Once you determine the fields to use for matching, determine how the weights will be generated for each field. The primary tasks include determining whether to use probabilities or agreement weight ranges and then choosing the best comparison functions to use for each match field.
The first step in configuring the match configuration is to decide whether to use m-probabilities and u-probabilities or agreement and disagreement weight ranges. Both methods will give you similar results, but agreement and disagreement weight ranges allow you to specify the precise maximum and minimum weights that can be applied to each match field, giving you control over the value of the highest and lowest matching weights that can be assigned to each record.
For each field used for matching, define either the m-probabilities and u-probabilities or the agreement and disagreement weight ranges in the match configuration file. Review the information provided under Master Index Match Engine Matching Weight Formulation to help determine how to configure these values. Remember that a higher m-probability or agreement weight gives the field a higher weight when field values agree.
In order to find the initial values to set for the match and duplicate thresholds, you must determine the total range of matching weights that can be assigned to a record. This weight is the sum of all weights assigned to each match field. Using the data analysis tool provided can help you determine the match and duplicate thresholds.

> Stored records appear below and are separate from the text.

Issue #1597, opened 2015-09-09
Exporting Ge 32-el spectrum data to file, outside of scans


helfrij:
The BioXAS team have been using the germanium detector on Side to help identify foreign material deposited on the M1 viewport. They have been using the detector interface in AM, manually acquiring data at a particular energy and examining the plotted results. They would like to be able to export the spectrum data to file.

XuetaoLiu-CLS:
@dretrex I think #1191 can cover this request, right?

dretrex:
Don't worry about it @XuetaoLiu-CLS.  I'm working on (and almost done) #1191 which will handle this issue at the same time.  Thanks for looking into it though!

dretrex:
Er.  Yes.  I completely mis-read your comment.

dretrex:
Handled in #1191.

PR #1928, opened 2016-01-29
Pull Request for Issue1191: Generalize XRF scans

dretrex:
This refactors all the specific XRF scan controller code into one place.  There is also a common "Export" button that is now just a part of the detailed detector view rather than requiring all the beamlines to implement it themselves.


dretrex:
Hey @iainworkman @helfrij @XuetaoLiu-CLS, I have mostly finished this issue.  I would like to do a bit of testing on Monday for some final pieces but overall I'm pretty happy with how this turned out.  As you can see, I refactored the XRF scans to use a single AM class (kind of along the same lines as the generic scan action controller).

Since this is a fairly important upgrade that effects many pieces of the framework, I would like all three of you to please review it for me.

A small piece that came for the ride is I added a `virtual QString details() const;` method to AMDetector and AMBeamline.  These are meant to be used to give a very human readable description of the state of the beamline/detector at the point of calling it.  I have implemented some basic versions to reproduce the same behaviour from the old XRF scan controllers, but if you'd like to see how I was imagining it being used, take a look at the VESPERS implementation.

@helfrij this also handles #1597.

@epengr this changes how these scans run.  I have provided some means of encapsulating the information you need (and I did some of it for you, I think).

source/beamline/AMBeamline.h
```diff
@@ -67,22 +67,21 @@ class AMBeamline : public AMControl, public AMBeamlineControlAPI, public AMBeaml
 	static AMBeamline* bl();
 	/// Call this to delete the beamline object instance
 	static void releaseBl();
-
+	/// Destructor.
 	virtual ~AMBeamline();
 
+	/// Returns a string with a human readable text of what is important about this detector.
```
helfrij: This looks like a function related to detectors, but is in AMBeamline? Should it be in AMDetector?

helfrij: Ah, I see. The comment confused me, but there is one function in AMDetector and another one in AMBeamline.

source/dataman/AMDbUpgrade1Pt6.cpp
```diff
@@ -0,0 +1,141 @@
...
+}
+
+QStringList AMDbUpgrade1Pt6::upgradeFromTags() const
+{
+	return QStringList();
+}
+
+bool AMDbUpgrade1Pt6::upgradeNecessary() const
+{
+	return databaseToUpgrade_->tableExists("VESPERSXRFScanConfiguration_table")
```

For agreement and disagreement weight ranges, determining the match weight ranges is very straightforward. Simply total the maximum agreement weights for each field to determine the maximum match weight. Then total the minimum disagreement weights for each match field to determine the minimum match weight. The following table provides a sample agreement/disagreement configuration for matching on person data. As you can see, the range of match weights generated for a master index application with this configuration is from -36 to +38.
Table 16 Sample Agreement and Disagreement Weight Ranges
Field Name |
Maximum Agreement Weight |
Minimum Disagreement Weight |
---|---|---|
First Name |
8 |
-8 |
Last Name |
8 |
-8 |
Date of Birth |
7 |
-5 |
Gender |
5 |
-5 |
SSN |
10 |
-10 |
Maximum Match Weight |
38 | |
Minimum Match Weight |
-36 |
Determining the match weight ranges when using m-probabilities and u-probabilities is a little more complicated than using agreement and disagreement weights. To determine the maximum weight that will be generated for each field, use the following formula:
LOG2(m_prob/u_prob) |
To determine the minimum match weight that will be generated for each field, use the following formula:
LOG2((1-m_prob)/(1-u_prob)) |
The following table illustrates m-probabilities and u-probabilities, including the corresponding agreement and disagreement weights that are generated with each combination of probabilities. As you can see, the range of match weights generated for a master index application with this configuration is from -35.93 to +38
Table 17 Sample m-probabilities and u-probabilities
Field Name |
m-probability |
u-probability |
Max Agreement Weight |
Min Disagreement Weight |
---|---|---|---|---|
First Name |
.996 |
.004 |
7.96 |
-7.96 |
Last Name |
.996 |
.004 |
7.96 |
-7.96 |
Date of Birth |
.97 |
.007 |
7.11 |
-5.04 |
Gender |
.97 |
.03 |
5.01 |
-5.01 |
SSN |
.999 |
.001 |
9.96 |
-9.96 |
Maximum Match Weight |
38 | |||
Minimum Match Weight |
-35.93 |
The match configuration file defines several match types for different types of fields. You can either modify existing rows in this file or create new rows that define custom matching logic. To determine which comparison functions to use, review the information provided in Master Index Match Engine Comparison Functions. Choose the comparison functions that best suit how you want the match fields to be processed.